Breaking Down the Numbers
After issuing a profit warning, the Flame Tree Group reported EBITDA growth of 18% year-on-year (excluding one-off insurance income in FY2024), reaching KSh 384.5 million, supported by strong performance across its core business segments and improved operational efficiency.
Gross margins increased significantly from 35% to 38%, reflecting disciplined pricing, better product mix, and cost optimization initiatives.
Flame Tree Group also strengthened its balance sheet substantially, with Net Assets increasing by 25%, driven by continued investment in production capacity, particularly within the packaging division, positioning the Group for long-term growth.
Sales grew by 2%, led by strong performance in the Water, Sanitation & Packaging division (8%) and FMCG (5.1%).
“Our 2025 financial results demonstrate the resilience and strength of our underlying business,” said Heril Bangera, CEO of Flame Tree Group Holdings.
“We achieved strong EBITDA growth, improved margins, reduced losses, and expanded our asset base significantly. Our investments in packaging capacity are already enhancing operational efficiency and will support future growth opportunities across the region,” said Bangera.
Key Highlights
- EBITDA increased 18% to KES 384.5 million*
- Gross margin improved from 35% to 38%
- Net Assets increased by 25%
- Strong growth in Water, Sanitation & Packaging (8%) and FMCG (5.1%)
- Interest costs reduced by 23%
- Working capital efficiency improved to 41 days
Flame Tree Outlook for 2026
Flame Tree Management remains cautiously optimistic for 2026 despite increasing global uncertainty and volatility in commodity markets following recent geopolitical developments.
Flame Tree Group also said it continues to focus on strengthening working capital, securing raw material supply, maintaining cost efficiency and supporting sustainable long-term growth
Dividend
The Board does not recommend the payment of a dividend for the 2025 financial year.
About Flame Tree Group Holdings
Flame Tree Group Holdings is a diversified African manufacturing group operating across Kenya, Rwanda, Ethiopia, Mozambique, Mauritius, and UAE, with leading brands in plastics, packaging, cosmetics, food products, and household goods.
According to analysts, Flame Tree’s 2025 financials paint the picture of a business that is steadily recovering operationally but still constrained by balance sheet pressure.
Its revenue growth drivers were supported by water, sanitation & and packaging, and FMCG segments, reflecting continued demand for essential household products despite a subdued consumer environment. Overall, growth remains muted, highlighting ongoing pressure on discretionary spending.
The cost of sales declined by 2.9% even as revenue increased. This improvement in cost control lifted gross profit by 9.8% and expanded gross margin to 37.8%. In simple terms, the company is now earning more per unit sold than last year.
Operating Performance
EBITDA rose strongly by 18% to KSh 384.5Mn, indicating improved core operational efficiency.
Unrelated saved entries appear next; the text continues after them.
PR #560, opened 2026-08-10
Automatic version bumps for busybox

ci-robbot:
## Summary

- busybox was updated 1.37.0 -> 1.38.0

### busybox
- Version: `1.37.0` -> `1.38.0`
- Changelog: [busybox](https://git.busybox.net/busybox/log/)
- Compare: [1_37_0...1_38_0](https://git.busybox.net/busybox/diff/?id=1_38_0&id2=1_37_0)

PR #586, opened 2026-09-04
deps: bump busybox to 1.38.0 and regenerate minimal.config

itxaka-agent:
Bumps busybox 1.37.0 → 1.38.0 in `sources.yaml` and regenerates `files/busybox/minimal.config` so the build stays non-interactive.

## Why

1.38.0 adds new Kconfig symbols the checked-in `minimal.config` did not answer:

- `FEATURE_VERSION`, `FEATURE_PATH_TRAVERSAL_PROTECTION`, `USE_BB_CRYPT_YES`, `FEATURE_FDISK_BLKSIZE`, `FEATURE_TELNETD_SELFTEST_DEBUG`
- New applets: `SHA384SUM`, `LSBLK`, `UUIDGEN`, `SSL_SERVER`, `VMSTAT`
- `TLS` (was `n`, upstream default flipped to `y`)
- HUSH extras: `HUSH_NEED_FOR_SPEED`, `HUSH_ALIAS`, `HUSH_FUNCTION_KEYWORD`

The Dockerfile runs `make silentoldconfig`, which does not consume stdin — as soon as one unanswered symbol appears it aborts with `Console input/output is redirected. Run 'make oldconfig' to update configuration.` (exit 2). Reproduced locally with the 1.38.0 tarball and the current `minimal.config`.

## Fix

Regenerate `files/busybox/minimal.config` by running `make oldconfig` against 1.38.0 with upstream defaults for every new symbol, and commit the result as the new source of truth. `silentoldconfig` in the Dockerfile then finds no unanswered symbols and stays silent — no `yes` pipe, no runtime interactivity dance.

The applied upstream defaults are visible in the config diff (LSBLK, UUIDGEN, SSL_SERVER, TLS, VMSTAT, SHA384SUM, FEATURE_VERSION flipped on). Reviewers who want a stricter minimal footprint can flip specific symbols off in a follow-up.

Supersedes #560 (which only bumped `sources.yaml` and would have broken the build on rebuild). Closes #560.


mauromorales (approved):

itxaka-agent:
> action taken here.

`check-kernel-configs` was failing on `make test-render`: "fork render did not generate the verified libkcapi download stage". This branch was cut from `ef7838f`, one commit behind `upstream/main` at the time -- `#585` (merged after this PR was opened) updated `tests/render-fork-sources.sh` to match the libkcapi pin that had already landed, and this branch never picked that fix up.

Rebased onto `upstream/main` (now on top of `cabb59c`) and force-pushed to my fork branch; no conflicts, the busybox files are untouched by `#585`. New head is `2e10055`. `make test-render` passes locally now. DCO is already green; the rest of the checks are running from the fresh `pull_request: synchronize` event.

itxaka-agent:
> action taken here.

CI was red on `container-amd64` and `container-arm64` after the last push (`2e10055`). Both failed identically: `No URL served the expected bytes for busybox-1.38.0`.

Root cause: fork PRs render the Dockerfile in upstream mode, which turns the `busybox-download` stage into a direct `wget` against the single URL in `sources.yaml` (`https://busybox.net/downloads/busybox-1.38.0.tar.bz2`). That host is not answering TLS handshakes right now — a live upstream outage, not a bad checksum. I confirmed this two ways: `curl -I` to busybox.net times out repeatedly while unrelated hosts (github.com, pypi.org, ftp.gnu.org) respond normally, and I fetched `https://sources.openwrt.org/busybox-1.38.0.tar.bz2` directly — its sha256 is an exact match for the pin already in `sources.yaml`.

Fix in `a60268f`: added `https://sources.openwrt.org/busybox-${version}.tar.bz2` as a second URL for busybox, same pattern already used elsewhere in this file for GNU/Savannah/Alpine mirrors. The pinned sha256 is unchanged. Also extended `tests/render-fork-sources.sh`'s `unreliable`-host list to include `busybox.net`, so a future version bump can't silently drop the fallback and land back here — verified locally that `make test-render` fails without the `sources.yaml` change and passes with it.

CI should re-run automatically on the new push.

The sharp decline in reported operating profit of 50.4% is largely due to a one-off insurance-related gain in 2024, which inflated prior-year results and distorts year-on-year comparison.
Finance costs remained high at KSh 306.99Mn. Although slightly lower, the debt burden continues to weigh heavily on earnings. However, this is a significant improvement from prior periods and suggests movement closer to breakeven.
Net cash from operations turned positive at KSh 157.16Mn, a key positive signal. This indicates that the business is once again generating cash from core operations rather than consuming it.
However, trade receivables rose 15.1% to KSh 1.37Bn, which may indicate slower customer payments or increased credit exposure.
No dividend was declared, which is consistent with the company’s priority to preserve cash and strengthen its balance sheet.
“Flame Tree Results show clear operational recovery at the gross profit, EBITDA, and cash flow level. However, high leverage and finance costs continue to suppress bottom-line performance,” said Dedan Maina, a CFA a Ketu Capital.
Investors will be watching how this firm steps on the gas pedal to grow its revenues, sustain margin improvement and reduce its debt load.